Chile braces for easier Peruvian avocado entrance - FreshFruitPortal.com

Chile braces for easier Peruvian avocado entrance

Chile braces for easier Peruvian avocado entrance

An array of opinions have surfaced following the announcement by Peru's National Agricultural Health Service (SENASA) that Peruvian Hass avocados would be allowed across the Chilean border without quarantine treatment starting in April.paltas_21442027

Chilean Avocado Committee president Adolfo Ochagavía spoke with www.freshfruitportal.com about Peru's long-running petition to gain easier access to Chile.

"This topic has been under negotiation for some time. Peru's petition comes from a study done with the U.S. Department of Agriculture to show that Peruvian Hass avocados were not a host to fruit flies," Ochagavía said.

Today we have protocol in force that requires quarantine treatment to prevent fly entrance. They are asking for this requirement to be eliminated."

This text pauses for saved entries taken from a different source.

PR #1758, opened 2020-08-18
Db testing

DumbMachine:
# Not ready for review


egede:
Note that there is a syntax error in the GitHub action file, see https://github.com/ganga-devs/ganga/pull/1758/checks

egede:
> Note that there is a syntax error in the GitHub action file, see https://github.com/ganga-devs/ganga/pull/1758/checks

 Error

every step must define a `uses` or `run` key

DumbMachine:
The history here is just a big mistake, have made the changes better in `db-tests`.

PR #1760, opened 2020-08-20
Fix Condor

mesmith75:
#1724 introduced bugs to Condor - I am not sure it worked.


egede (approved):
This underlies that tit would be really good to get some test cases that use the different backends.

PR #1762, opened 2020-08-23
Add ganga version to DIRAC JDL for easier debugging

chrisburr:
@VladimirRomanovsky suggested that it would be useful to be able know what Ganga version was used to submit jobs to DIRAC. This implements @fstagni's suggestion for how to include it in the JDL.

### DIFF
--- a/ganga/GangaDirac/Lib/RTHandlers/DiracRTHScript.py.template
+++ b/ganga/GangaDirac/Lib/RTHandlers/DiracRTHScript.py.template
@@ -26,7 +26,7 @@ j.setParametricInputData(###PARAMETRIC_INPUTDATA###)
 ###DIRAC_OPTS###
 
 # submit the job to dirac
-j.setPlatform( '###PLATFORM###' )
+j.setPlatform('###PLATFORM###')
 
 try:
 	j.setNumberOfProcessors(minNumberOfProcessors=###MIN_PROCESSORS###, maxNumberOfProcessors=###MAX_PROCESSORS###)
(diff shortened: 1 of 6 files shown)


mesmith75:
I'm not really sure I see the point of this

egede:
@marksmith @alexanderrichards  How do we trigger the testing to allow it to read "secrets" when a PR comes in from the outside? I thought it was sufficient to commit a noop to it, but it seems not. What is the easiest way?

alexanderrichards:
> @marksmith @alexanderrichards How do we trigger the testing to allow it to read "secrets" when a PR comes in from the outside? I thought it was sufficient to commit a noop to it, but it seems not. What is the easiest way?

It's not easy as for security reasons github doesn't expose secrets to forked repos. The easiest way is to create a new branch and have @chrisburr target that and simply merge it then the tests will run on the new branch

chrisburr:
> It's not easy as for security reasons github doesn't expose secrets to forked repos.

In case you're not aware, [there were some changes a few weeks ago](https://github.blog/2020-08-03-github-actions-improvements-for-fork-and-pull-request-workflows/#improvements-for-public-repository-forks) that should make it possible to safely run the CI for PRs like this.

> I'm not really sure I see the point of this

This PR was triggered by the changes in #1752. After a fixed version of Ganga was deployed new jobs were still being submitted that had invalid platforms specified in the JDL. It was probably from the outdated version but it was impossible to know for sure. It's not going to be useful that often but it's sufficiently simple to implement that I think it's worth it.

egede (approved):
This seems sensible to me as a level of debug information.

PR #1774, opened 2020-09-11
Delete index information along with job information

DumbMachine:
gangaDB had a small bug, wherein the index would not be cleared when the job is deleted.
This removes that bug.
And removed `generate_container_rc` method from bootstrap.py


egede (approved):
All 👌

Issue #1778, opened 2020-09-17
Platform not being set correctly at submission for LHCb


CasaisA:
The following error is prompt 

```
INFO     Preparing subjobs
INFO     Submitting subjobs 0 to 2
ERROR    Job submission failed for job 61.1 : Job submission error ( 1503 : OS compatibility info not found)
```

when sending a `BenderModule`  job for the platform `x86_64+avx2+fma-centos7-gcc9-opt`. Apparently this is due to the following line in the generated `dirac-script-0.py`file:

```
j.setPlatform('x86_64+avx2+fma-centos7-gcc9-opt')
```

which should be changed to

```
j.setDIRACPlatform()
```
for LHCb jobs.

PR #1779, opened 2020-09-17
fix dirac script template

mesmith75:
A bug was introduced in #1762, which causes #1778 . This fixes that.

### DIFF
--- a/ganga/GangaDirac/Lib/RTHandlers/DiracRTHScript.py.template
+++ b/ganga/GangaDirac/Lib/RTHandlers/DiracRTHScript.py.template
@@ -26,7 +26,7 @@ j.setParametricInputData(###PARAMETRIC_INPUTDATA###)
 ###DIRAC_OPTS###
 
 # submit the job to dirac
-j.setPlatform('###PLATFORM###')
+j.setPlatform( '###PLATFORM###' )
 
 try:
 	j.setNumberOfProcessors(minNumberOfProcessors=###MIN_PROCESSORS###, maxNumberOfProcessors=###MAX_PROCESSORS###)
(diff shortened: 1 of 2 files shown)


chrisburr:
Urg, sorry about that.

It looks like it's worth adding a check in:

https://github.com/ganga-devs/ganga/blob/1d6130f7f0a592f12a022d8a95e1c48fe2e3ba0b/ganga/GangaLHCb/Lib/RTHandlers/RTHUtils.py#L50

to make sure that the substitutions actually find a match.

ganga/GangaDirac/Lib/RTHandlers/DiracRTHScript.py.template
```diff
@@ -26,7 +26,7 @@ j.setParametricInputData(###PARAMETRIC_INPUTDATA###)
 ###DIRAC_OPTS###
 
 # submit the job to dirac
-j.setPlatform('###PLATFORM###')
+j.setPlatform( '###PLATFORM###' )
```
alexanderrichards, line 29: Is this necessary as it violates PEP8?

alexanderrichards (approved):

ganga/GangaDirac/Lib/RTHandlers/DiracRTHScript.py.template
mesmith75: We can change the substitution if you prefer.
However I know this fixes the problem - I cannot guarantee I will find all the runtime handlers to change the substitution so I think this would be best.

alexanderrichards: no stick with what works 😉

PR #1598, opened 2020-02-29
Make backend script uniform for Batch and Local backend

ishanrai05:
Ref: #1592 #1588

PR #1785, opened 2020-09-29
iteritems() -> items() (python3) in  InteractiveScriptTemplate.py.template

admorris:


mesmith75:
I am not sure this is the fix we want. The other scripts are explicitly python2 (`#!/usr/bin/env python2`) - do we want to do that instead to bring this into line with the others?

I guess ultimately we need to make the scripts python 2 and 3 compatible but perhaps that is for #1598

egede (dismissed):

alexanderrichards:
I thought we were keeping the run scripts python 2 compatible (although I forget now the reason for this). This change however doesn't break Python 2 compatibility merely makes it less efficient. I don't think this is necessary therefore but if we are maintaining Python 2 for the scripts then I think being explicit `#!/usr/bin/env python2` should be done.

egede:
I think the optimal is if we can keep these scripts agnostic to python 2/3. The scripts are executed on remote nodes where we do not really have control over the python environment. So we can be in both the situation that we run on a plain centos7 system with only python2 available and on a system where python2 by default is no longer available (like Fedora 32).

mesmith75:
Ok, let's merge this then as it is a minimal change that works for both.

We should probably put some priority into sorting the other scripts.

mesmith75:
Does anyone remember how to get external branches to pass the tests?

alexanderrichards:
> Does anyone remember how to get external branches to pass the tests?

you need to merge it into a new local branch and then have that one target develop

mesmith75:
Ah, OK, I've replicated this in #1789 . I'll close this then.

PR #1790, opened 2020-10-10
removed psutil

### LINKED ISSUE #1787: Remove psutil from the database
Is it possible to remove `psutil` from the database code. This requires some compiling - we would prefer not to have any compiled dependencies. Indeed this doesn't work on lxplus now.

DumbMachine:
Aims to fix #1787.

### DIFF
--- a/requirements.txt
+++ b/requirements.txt
@@ -9,4 +9,3 @@ coverage
 pygments
 pymongo
 docker
-psutil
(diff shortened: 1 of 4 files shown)


requirements.txt
```diff
@@ -8,5 +8,4 @@ unittest2
 coverage
 pygments
 pymongo
-docker
-psutil
\ No newline at end of file
+docker
```
mesmith75, line 11: Do we really want docker in the requirements?

mesmith75 (approved):

mesmith75:
Great thanks

requirements.txt
DumbMachine: Yes we do. That's how we control the docker instances.

PR #1791, opened 2020-10-10
Update setup.py

mesmith75:


DumbMachine:
> Singularity: We use a custom image sif file that is hosted here. Users can manually download the sif file and store it in the gangadir folder or let ganga do it for them. In the case of the latter, the file is downloaded and stored in the gangadir folder mentioned in the gangarc file.

The docs do tell users to download the `mongo.sif` file voluntarily. I used `gdown` to allow download if the user forget to.
Should we make it a requirement or instead add a warning that the user has not downloaded the file and does not have `gdown` installed?

DumbMachine:
`gdown` was used as the `sif` file was previously hosted on a google drive. Since that is not the case and a simple 
```bash
wget -O $DOWNLOAD_LOC https://cernbox.cern.ch/index.php/s/fv37NbLf24FpoWY/download
```
would service the purpose. I will open a new pr to remove dependency of `gdown` and instead make use of `subproc` call to `wget`

mesmith75:
Ok great. I'll close this then.

PR #1793, opened 2020-10-12
Add gdown dependency

egede:
Missing dependency added.

### DIFF
--- a/ganga/GangaCore/Core/GangaRepository/container_controllers.py
+++ b/ganga/GangaCore/Core/GangaRepository/container_controllers.py
@@ -4,6 +4,7 @@ import os
 import time
 import docker
 import subprocess
+import gdown
 
 from GangaCore.Utility import logging
 from GangaCore.Utility.Config import getConfig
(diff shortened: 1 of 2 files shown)


DumbMachine:
@egede do we want to add a `gdown` as a dependency or [use a simple `wget` call to download the files?](https://github.com/ganga-devs/ganga/pull/1791#issuecomment-706552599)

egede:
I first removed gdown and just used urlretrieve. But then realised it gave the nice progress bar. I prefer to keep it. Also prefer it to external unix commands.

DumbMachine:
Agreed, after testing the [removeGdown](https://github.com/ganga-devs/ganga/tree/removeGdown) branch that works using `wget` I would say creating a dangling process for a download is not the right choice.

DumbMachine (approved):

mesmith75:
@egede Does this also need to update the `requirements.txt`?

egede:
> @egede Does this also need to update the requirements.txt?
No, I believe the `-e` option in `requirements.txt` means that everything from `setup.py` is included.

PR #13, opened 2020-04-05
Use modules, add prettier

danwang:
r? @rbtying 

Updated tsconfig to allow imports from node modules (React/ReactDOM) and local component files. I moved some code into separate files:
- Error, the simplest component I could find
- beep function
- Trump component, as well as changing ITrump into a disjoint union to prevent the impossible case
- FriendSelect

Added prettier, can be run with `yarn prettier --fix`

### DIFF
--- a/frontend/src/FriendSelect.tsx
+++ b/frontend/src/FriendSelect.tsx
@@ -1,0 +1,63 @@
+import * as React from 'react';
+import {ITrump} from './types';
+
+type FriendSelection = {
+  card: string;
+  skip: number;
+};
+type Props = {
+  friend: FriendSelection;
+  trump: ITrump;
+  num_decks: number;
+  onChange: (input: FriendSelection) => void;
+};
+
+const FriendSelect = (props: Props) => {
+  const handleChange = (
+    transform: (e: HTMLSelectElement) => Partial<FriendSelection>,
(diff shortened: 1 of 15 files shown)


frontend/src/FriendSelect.tsx
```diff
@@ -0,0 +1,63 @@
...
+type Props = {
+  friend: FriendSelection;
+  trump: ITrump;
+  num_decks: number;
+  onChange: (input: FriendSelection) => void;
+};
+
+const FriendSelect = (props: Props) => {
+  const handleChange = (
+    transform: (e: HTMLSelectElement) => Partial<FriendSelection>,
```
rbtying, line 17: o.O what is this magic !?

frontend/static/index.html
```diff
@@ -7,12 +7,6 @@
     </head>
     <body>
         <div id="root"></div>
-        <script crossorigin src="https://unpkg.com/react@16/umd/react.development.js"></script>
```
rbtying, line 10: hm. I think there is a way to tell Webpack that React is available as an external global, so that it can be preloaded from CDN? I don't know if the tree-shaking stuff makes the effect of loading it ourselves pointless...

(nonblocking)

danwang: I did this to get unminified errors in development. As far as I know, the previous way using `externals` is the right way to load from CDN

PR #23, opened 2020-04-05
Add reset button

### LINKED ISSUE #20: Button to reset an ongoing game to Initialize

rbtying:
r? @danwang 

Add a reset button for when the game should be set back to the initialize state. Fixes #20

### DIFF
--- a/frontend/src/index.tsx
+++ b/frontend/src/index.tsx
@@ -1365,6 +1365,23 @@ function renderUI() {
             <div className={state.four_color ? 'four-color' : ''}>
               <Errors errors={state.errors} />
               <div className="game">
+                {state.game_state.Initialize ? null : (
+                  <a
+                    href={window.location.href}
+                    className="reset-link"
+                    onClick={(evt) => {
+                      evt.preventDefault();
+                      if (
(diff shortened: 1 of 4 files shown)


frontend/src/index.tsx
```diff
@@ -1424,6 +1424,21 @@ function renderUI() {
...
+            {state.game_state.Initialize ? null : (
+              <a
+                href={window.location.href}
+                className="reset-link"
+                onClick={(evt) => {
+                  evt.preventDefault();
+                  if (window.confirm('Do you really want to reset the game?')) {
+                    send({Action: 'ResetGame'});
+                  }
+                  renderUI();
```
danwang, line 1436: A next step after this might be to make the entire application computable from the input state. So, for example:

- Create a top-level component that maintains the state
- Any time we receive a websocket input, use `setState` on it
- Here, fire-and-forget the `send`, and remove the imperative render

rbtying: yeah, that makes sense.

Most of the components are structured that way, but the things which directly render the state global are not (mostly; I didn't know how to)

PR #26, opened 2020-04-06
Create React-based application state

danwang:
r? @rbtying 
This creates a place for state to be stored within React state. Recommended view order:

1. `src/Chat.tsx` was moved out of `index.tsx`
2. `src/State.ts` contains types for a "state definition". Right now it just includes two methods, `loadDefault` and `persist`. There's a builder `noPersistence` for state that doesn't intend to be written to localStorage
3. `src/localStorageState.ts` implements State using localStorage as a persistence layer
4. `src/state/Settings.ts` uses localStorageState to create a State object for the settings hash
5. `src/AppStateProvider.tsx` implements AppState, which is the same as the global State in the beginning. It uses React.Context to provide two values: `state` and `updateState` anywhere within the render tree. There are two exports:
  - `AppStateConsumer` is used to read the context values
  - `AppStateProvider` is used once in the root of the app to read and provide state
6. `SettingsButton` now uses AppState directly to retrieve the settings.

Within `index.tsx`, we're creating the new React-based AppStateProvider, but **only settings** are being read/written from/to this. Everything else continues to use the global state + `renderUI` combo. I removed the settings from top-level state and things still work.


frontend/src/Chat.tsx
```diff
@@ -0,0 +1,54 @@
...
+const Chat = (props: Props) => {
+  const [draft, setDraft] = React.useState<string>('');
+  const anchor = React.useRef(null);
+
+  // TODO: messages is mutable, so can't use reference equality to check for
+  // new state. After making messages immutable, update to only rely on
+  // props.messages
+  React.useEffect(() => {
+    anchor.current?.scrollIntoView({block: 'nearest', inline: 'start'});
+  }, [props.messages.length]);
```
rbtying, line 18: hm. Can we do a full array-equality check for `props.messages` here?

Not only is messages mutable, the onmessage handler bounds its length to 100 entries, so this would stop scrolling at some point?

Incidentally, how would we make messages immutable in this case?

danwang: in the future, we can do something like this: https://github.com/rbtying/shengji/compare/danwang/state2?expand=1#diff-26b53db46abef847e920b00088370589R19

It computes a new array of messages and passes the new thing to the state to be stored.

When we rerender, we can use pointer equality to see whether or not it's different, and components will get the new copy passed down

danwang:
r? @rbtying 

Updated to work work the mutable array + 100 limit here: 9042e603213f129703d602739ea76b4a84f9eadb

The committee president added that industry concern does not only relate to fruit flies. There is also hesitation over a viroid called Sunblotch, which exists in Peru but not in Chile.

"The industry and growers are worried that this viroid could eventually enter through fruit. We have expressed apprehension to Chilean authorities who have looked into it and are reviewing the topic with Peru," he said.

"The potential risk that this infection could enter Chile would mean a significant source of damage to our industry. You have to take that into account and that's why we've made the request with the Agriculture and Farming Service (SAG) who works with SENASA for a protocol that would ensure our industry we're not going to get avocados that could eventually be infected with Sunblotch."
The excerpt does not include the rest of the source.